### Records for the task
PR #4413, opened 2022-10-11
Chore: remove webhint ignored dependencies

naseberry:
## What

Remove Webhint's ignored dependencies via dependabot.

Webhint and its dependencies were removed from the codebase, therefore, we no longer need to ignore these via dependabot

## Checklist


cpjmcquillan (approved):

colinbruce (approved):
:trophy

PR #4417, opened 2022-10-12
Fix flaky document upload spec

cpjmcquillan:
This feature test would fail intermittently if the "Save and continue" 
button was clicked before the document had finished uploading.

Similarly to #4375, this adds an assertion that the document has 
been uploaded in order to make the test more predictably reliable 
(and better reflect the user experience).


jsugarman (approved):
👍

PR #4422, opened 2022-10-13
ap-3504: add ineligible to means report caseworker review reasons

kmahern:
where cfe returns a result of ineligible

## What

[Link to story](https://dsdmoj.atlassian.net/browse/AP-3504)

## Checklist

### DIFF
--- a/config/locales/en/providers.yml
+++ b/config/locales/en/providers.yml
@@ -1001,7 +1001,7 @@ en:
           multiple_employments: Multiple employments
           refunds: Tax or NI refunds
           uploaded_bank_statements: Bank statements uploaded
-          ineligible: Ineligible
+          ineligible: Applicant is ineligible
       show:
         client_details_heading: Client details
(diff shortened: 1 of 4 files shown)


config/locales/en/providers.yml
######
### Records for the task
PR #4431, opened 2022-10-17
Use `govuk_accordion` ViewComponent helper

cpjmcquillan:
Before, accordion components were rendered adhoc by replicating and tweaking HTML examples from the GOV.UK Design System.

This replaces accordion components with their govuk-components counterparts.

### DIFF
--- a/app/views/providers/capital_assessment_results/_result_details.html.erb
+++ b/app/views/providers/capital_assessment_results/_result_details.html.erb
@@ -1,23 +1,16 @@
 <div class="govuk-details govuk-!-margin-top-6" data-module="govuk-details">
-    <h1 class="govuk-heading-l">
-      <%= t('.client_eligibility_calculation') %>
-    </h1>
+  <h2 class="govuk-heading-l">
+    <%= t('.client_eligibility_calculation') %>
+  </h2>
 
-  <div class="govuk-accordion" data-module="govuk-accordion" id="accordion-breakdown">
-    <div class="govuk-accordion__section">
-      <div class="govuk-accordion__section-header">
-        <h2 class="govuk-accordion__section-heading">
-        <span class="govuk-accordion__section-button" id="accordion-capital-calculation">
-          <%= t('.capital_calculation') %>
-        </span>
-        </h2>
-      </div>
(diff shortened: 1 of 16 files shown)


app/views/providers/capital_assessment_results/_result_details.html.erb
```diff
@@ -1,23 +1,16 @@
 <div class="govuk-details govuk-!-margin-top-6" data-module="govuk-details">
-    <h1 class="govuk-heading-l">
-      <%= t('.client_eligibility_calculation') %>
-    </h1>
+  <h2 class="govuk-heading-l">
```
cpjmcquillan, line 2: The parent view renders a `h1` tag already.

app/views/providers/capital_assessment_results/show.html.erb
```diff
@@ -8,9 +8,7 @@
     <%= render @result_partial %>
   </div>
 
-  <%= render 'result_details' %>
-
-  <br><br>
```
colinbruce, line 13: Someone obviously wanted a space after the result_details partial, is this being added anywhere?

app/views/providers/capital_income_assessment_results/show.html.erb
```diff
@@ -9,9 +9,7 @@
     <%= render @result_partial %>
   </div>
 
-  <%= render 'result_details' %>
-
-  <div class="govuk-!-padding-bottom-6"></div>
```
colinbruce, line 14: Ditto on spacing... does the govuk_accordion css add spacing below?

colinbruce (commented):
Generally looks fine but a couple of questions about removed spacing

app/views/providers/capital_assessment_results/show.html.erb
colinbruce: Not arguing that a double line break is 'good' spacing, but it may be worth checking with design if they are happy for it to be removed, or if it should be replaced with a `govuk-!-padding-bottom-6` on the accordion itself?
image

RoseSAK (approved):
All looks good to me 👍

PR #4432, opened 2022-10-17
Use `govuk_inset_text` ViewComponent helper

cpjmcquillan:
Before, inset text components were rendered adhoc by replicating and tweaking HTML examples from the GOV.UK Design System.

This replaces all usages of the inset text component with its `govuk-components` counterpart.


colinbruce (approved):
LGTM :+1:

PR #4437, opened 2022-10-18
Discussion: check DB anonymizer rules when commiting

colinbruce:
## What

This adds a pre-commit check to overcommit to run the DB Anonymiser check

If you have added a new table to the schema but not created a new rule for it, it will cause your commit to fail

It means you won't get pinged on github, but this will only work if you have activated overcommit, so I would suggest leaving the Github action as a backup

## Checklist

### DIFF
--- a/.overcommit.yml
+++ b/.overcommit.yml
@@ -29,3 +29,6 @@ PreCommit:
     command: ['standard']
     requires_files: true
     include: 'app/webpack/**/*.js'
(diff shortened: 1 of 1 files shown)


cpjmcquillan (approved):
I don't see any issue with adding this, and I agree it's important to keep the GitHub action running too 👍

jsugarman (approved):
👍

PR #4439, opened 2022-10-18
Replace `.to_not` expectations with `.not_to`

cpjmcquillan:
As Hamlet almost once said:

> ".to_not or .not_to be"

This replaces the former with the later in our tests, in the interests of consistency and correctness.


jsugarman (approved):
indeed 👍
######
How many of the lines in these entries hold "class"? Report only the count.

12